* **DATA**
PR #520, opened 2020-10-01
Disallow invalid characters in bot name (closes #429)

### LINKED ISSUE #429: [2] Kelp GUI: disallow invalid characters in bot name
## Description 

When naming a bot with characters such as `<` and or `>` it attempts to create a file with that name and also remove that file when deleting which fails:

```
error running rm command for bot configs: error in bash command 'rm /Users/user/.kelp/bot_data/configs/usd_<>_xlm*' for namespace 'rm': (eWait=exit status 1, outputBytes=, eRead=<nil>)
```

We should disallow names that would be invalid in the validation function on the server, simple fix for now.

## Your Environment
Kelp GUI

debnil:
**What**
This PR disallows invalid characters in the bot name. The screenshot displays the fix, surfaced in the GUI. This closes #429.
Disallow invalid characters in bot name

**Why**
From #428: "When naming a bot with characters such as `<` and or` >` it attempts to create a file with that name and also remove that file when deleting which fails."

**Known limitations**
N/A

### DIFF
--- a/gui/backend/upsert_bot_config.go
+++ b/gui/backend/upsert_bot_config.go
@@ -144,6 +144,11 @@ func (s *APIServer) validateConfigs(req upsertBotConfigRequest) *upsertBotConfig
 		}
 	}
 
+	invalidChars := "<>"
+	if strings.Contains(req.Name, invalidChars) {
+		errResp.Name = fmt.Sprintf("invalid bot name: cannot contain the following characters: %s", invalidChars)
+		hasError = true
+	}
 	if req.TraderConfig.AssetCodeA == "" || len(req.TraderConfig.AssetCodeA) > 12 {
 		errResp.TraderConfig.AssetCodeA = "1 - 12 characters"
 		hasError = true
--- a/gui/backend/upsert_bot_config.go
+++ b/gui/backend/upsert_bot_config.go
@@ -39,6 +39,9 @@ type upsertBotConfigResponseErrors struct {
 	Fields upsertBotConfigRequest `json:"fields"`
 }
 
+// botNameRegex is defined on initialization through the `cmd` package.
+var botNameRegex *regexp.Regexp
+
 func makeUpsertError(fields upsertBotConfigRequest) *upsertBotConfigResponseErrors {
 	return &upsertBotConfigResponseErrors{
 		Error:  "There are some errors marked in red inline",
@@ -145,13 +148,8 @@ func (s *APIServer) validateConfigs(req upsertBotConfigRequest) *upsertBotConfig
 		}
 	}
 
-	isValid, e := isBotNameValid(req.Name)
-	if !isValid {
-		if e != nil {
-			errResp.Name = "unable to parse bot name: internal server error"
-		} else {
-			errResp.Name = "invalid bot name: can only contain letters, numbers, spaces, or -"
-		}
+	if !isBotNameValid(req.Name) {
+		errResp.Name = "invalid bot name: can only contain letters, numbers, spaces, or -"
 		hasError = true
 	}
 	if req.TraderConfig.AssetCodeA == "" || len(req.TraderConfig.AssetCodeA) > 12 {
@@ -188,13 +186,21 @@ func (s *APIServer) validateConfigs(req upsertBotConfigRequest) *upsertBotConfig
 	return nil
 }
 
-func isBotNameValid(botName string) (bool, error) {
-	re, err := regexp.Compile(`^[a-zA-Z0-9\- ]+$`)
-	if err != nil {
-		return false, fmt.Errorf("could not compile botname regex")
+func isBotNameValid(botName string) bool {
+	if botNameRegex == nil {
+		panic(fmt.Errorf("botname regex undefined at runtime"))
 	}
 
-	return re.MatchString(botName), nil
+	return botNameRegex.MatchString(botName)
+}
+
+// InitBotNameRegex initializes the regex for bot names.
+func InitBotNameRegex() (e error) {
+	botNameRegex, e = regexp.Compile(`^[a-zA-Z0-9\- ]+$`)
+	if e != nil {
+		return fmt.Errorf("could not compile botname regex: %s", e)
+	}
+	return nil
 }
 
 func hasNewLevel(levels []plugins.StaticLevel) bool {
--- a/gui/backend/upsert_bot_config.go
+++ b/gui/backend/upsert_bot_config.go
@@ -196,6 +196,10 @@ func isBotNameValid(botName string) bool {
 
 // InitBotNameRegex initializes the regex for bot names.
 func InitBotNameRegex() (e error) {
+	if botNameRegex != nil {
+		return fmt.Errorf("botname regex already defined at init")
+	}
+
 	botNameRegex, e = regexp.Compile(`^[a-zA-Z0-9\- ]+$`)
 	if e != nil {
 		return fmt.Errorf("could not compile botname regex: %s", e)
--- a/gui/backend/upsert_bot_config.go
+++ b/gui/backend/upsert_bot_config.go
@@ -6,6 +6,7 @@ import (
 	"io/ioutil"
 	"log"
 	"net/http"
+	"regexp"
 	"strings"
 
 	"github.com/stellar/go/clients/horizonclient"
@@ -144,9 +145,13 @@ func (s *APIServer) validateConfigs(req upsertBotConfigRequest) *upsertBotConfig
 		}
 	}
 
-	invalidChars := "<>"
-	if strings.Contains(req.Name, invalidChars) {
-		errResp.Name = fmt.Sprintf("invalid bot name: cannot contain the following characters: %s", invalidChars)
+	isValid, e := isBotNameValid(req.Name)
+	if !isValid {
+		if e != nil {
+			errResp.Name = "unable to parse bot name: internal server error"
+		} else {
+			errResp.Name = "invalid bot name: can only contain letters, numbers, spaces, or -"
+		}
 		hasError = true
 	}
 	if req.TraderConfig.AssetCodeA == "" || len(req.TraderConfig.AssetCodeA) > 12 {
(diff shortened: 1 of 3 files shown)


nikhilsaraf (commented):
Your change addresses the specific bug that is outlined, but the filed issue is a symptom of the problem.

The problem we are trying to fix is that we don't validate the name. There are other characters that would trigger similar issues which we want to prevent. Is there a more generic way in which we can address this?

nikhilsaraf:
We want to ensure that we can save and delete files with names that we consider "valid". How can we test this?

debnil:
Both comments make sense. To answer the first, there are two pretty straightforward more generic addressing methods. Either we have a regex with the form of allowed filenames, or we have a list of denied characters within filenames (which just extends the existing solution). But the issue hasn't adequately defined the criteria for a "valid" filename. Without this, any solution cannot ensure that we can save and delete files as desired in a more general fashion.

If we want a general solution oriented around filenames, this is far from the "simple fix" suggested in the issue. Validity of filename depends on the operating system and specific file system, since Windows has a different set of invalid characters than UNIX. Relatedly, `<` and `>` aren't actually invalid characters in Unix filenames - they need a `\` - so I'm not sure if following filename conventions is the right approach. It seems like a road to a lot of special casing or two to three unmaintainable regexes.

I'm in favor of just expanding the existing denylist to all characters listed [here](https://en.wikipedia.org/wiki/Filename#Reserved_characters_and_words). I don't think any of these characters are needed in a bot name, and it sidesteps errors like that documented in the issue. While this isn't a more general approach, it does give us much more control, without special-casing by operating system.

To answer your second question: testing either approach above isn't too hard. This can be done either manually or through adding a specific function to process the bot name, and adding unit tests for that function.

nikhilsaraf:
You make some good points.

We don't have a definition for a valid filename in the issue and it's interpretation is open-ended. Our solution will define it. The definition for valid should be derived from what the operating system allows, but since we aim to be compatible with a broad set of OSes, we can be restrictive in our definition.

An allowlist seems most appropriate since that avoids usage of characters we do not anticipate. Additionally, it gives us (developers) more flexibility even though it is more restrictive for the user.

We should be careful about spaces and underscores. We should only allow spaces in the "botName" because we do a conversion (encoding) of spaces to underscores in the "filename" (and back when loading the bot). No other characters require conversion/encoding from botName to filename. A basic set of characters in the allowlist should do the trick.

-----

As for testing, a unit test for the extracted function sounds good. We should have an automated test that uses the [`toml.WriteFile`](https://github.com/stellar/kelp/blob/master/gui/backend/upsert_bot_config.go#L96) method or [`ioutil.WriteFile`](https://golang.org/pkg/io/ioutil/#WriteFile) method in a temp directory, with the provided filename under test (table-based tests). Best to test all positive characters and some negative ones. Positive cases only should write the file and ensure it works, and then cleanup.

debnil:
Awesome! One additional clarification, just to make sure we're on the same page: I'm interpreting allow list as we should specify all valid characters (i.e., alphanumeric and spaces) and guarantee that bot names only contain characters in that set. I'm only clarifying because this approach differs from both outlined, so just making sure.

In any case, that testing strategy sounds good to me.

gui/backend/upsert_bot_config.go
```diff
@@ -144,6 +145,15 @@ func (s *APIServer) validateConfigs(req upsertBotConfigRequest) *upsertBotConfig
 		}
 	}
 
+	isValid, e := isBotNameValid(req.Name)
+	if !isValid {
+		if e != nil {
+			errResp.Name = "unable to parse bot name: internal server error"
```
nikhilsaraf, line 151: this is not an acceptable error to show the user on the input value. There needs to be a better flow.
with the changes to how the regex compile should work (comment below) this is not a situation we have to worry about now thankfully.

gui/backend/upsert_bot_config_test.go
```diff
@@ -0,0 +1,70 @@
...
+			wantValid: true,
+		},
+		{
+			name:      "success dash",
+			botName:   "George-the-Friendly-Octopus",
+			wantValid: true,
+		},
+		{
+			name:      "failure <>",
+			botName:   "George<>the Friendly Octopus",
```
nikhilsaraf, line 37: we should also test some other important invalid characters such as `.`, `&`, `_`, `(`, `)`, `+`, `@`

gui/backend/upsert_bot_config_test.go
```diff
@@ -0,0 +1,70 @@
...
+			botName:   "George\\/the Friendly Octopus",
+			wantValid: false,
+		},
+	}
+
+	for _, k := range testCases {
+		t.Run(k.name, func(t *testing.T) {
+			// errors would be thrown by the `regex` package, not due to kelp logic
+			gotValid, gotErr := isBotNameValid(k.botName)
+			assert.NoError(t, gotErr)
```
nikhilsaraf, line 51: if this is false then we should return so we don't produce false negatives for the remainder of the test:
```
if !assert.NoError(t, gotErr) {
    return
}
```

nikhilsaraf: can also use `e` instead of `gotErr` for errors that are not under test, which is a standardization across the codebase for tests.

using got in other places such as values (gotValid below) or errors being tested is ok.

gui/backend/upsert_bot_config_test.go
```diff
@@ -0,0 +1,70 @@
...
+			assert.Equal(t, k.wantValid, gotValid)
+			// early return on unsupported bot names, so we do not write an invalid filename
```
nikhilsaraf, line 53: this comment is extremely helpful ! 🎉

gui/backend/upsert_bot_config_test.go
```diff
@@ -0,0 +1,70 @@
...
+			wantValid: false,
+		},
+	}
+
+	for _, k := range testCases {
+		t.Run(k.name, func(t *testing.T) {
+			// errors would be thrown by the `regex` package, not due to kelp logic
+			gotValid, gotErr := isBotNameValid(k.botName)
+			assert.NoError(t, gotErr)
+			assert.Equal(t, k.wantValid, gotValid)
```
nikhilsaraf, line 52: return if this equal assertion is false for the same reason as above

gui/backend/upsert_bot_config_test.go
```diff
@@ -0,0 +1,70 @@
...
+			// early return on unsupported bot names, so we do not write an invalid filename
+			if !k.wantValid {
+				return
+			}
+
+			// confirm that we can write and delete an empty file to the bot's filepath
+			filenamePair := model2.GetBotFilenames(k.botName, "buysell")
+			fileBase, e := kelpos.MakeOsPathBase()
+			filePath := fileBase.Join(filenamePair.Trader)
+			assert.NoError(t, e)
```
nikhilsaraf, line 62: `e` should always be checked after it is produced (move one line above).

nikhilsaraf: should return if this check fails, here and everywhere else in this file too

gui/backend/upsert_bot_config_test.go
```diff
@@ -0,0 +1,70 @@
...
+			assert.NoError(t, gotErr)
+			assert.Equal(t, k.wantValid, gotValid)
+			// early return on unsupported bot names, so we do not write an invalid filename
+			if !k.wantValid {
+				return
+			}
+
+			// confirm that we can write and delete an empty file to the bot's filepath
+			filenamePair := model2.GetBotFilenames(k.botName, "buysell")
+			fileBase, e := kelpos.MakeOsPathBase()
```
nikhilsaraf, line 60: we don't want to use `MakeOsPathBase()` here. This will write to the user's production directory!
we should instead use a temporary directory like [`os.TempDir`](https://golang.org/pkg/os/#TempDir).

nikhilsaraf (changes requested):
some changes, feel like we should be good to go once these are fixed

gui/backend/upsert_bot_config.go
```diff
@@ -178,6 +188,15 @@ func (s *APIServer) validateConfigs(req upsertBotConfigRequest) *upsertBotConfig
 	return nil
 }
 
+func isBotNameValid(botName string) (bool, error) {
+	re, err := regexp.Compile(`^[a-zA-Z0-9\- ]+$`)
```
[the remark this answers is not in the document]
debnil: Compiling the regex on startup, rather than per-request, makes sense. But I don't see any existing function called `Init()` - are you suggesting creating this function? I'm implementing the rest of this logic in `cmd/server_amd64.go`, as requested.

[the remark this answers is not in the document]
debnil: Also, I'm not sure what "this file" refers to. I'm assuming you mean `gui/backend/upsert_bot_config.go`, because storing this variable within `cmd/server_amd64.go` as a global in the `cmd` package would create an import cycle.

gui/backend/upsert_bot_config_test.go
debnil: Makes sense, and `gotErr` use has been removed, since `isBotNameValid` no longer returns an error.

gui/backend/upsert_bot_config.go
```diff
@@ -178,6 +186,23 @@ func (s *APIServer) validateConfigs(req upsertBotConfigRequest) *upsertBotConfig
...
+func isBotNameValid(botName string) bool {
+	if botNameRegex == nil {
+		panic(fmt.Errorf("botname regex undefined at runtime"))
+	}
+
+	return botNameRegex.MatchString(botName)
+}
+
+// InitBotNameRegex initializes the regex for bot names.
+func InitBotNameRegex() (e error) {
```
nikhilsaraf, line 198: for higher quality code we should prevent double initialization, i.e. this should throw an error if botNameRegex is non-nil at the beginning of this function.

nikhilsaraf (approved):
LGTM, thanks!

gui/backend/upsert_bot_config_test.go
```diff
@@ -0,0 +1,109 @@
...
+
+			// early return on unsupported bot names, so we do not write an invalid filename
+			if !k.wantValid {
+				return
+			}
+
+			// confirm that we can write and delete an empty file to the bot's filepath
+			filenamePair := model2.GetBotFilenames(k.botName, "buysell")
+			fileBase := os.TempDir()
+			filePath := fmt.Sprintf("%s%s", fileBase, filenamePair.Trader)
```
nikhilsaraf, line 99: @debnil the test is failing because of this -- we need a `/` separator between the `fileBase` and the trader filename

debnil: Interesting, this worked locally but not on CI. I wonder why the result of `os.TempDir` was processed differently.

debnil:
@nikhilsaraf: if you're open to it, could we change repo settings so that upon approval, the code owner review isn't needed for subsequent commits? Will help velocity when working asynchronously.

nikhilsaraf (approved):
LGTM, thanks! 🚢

* **WORK ORDER**
Each line of the listing that includes the word "cannot" should be copied out.

* **EXERCISE ANSWER**
+		errResp.Name = fmt.Sprintf("invalid bot name: cannot contain the following characters: %s", invalidChars)
-		errResp.Name = fmt.Sprintf("invalid bot name: cannot contain the following characters: %s", invalidChars)
Both comments make sense. To answer the first, there are two pretty straightforward more generic addressing methods. Either we have a regex with the form of allowed filenames, or we have a list of denied characters within filenames (which just extends the existing solution). But the issue hasn't adequately defined the criteria for a "valid" filename. Without this, any solution cannot ensure that we can save and delete files as desired in a more general fashion.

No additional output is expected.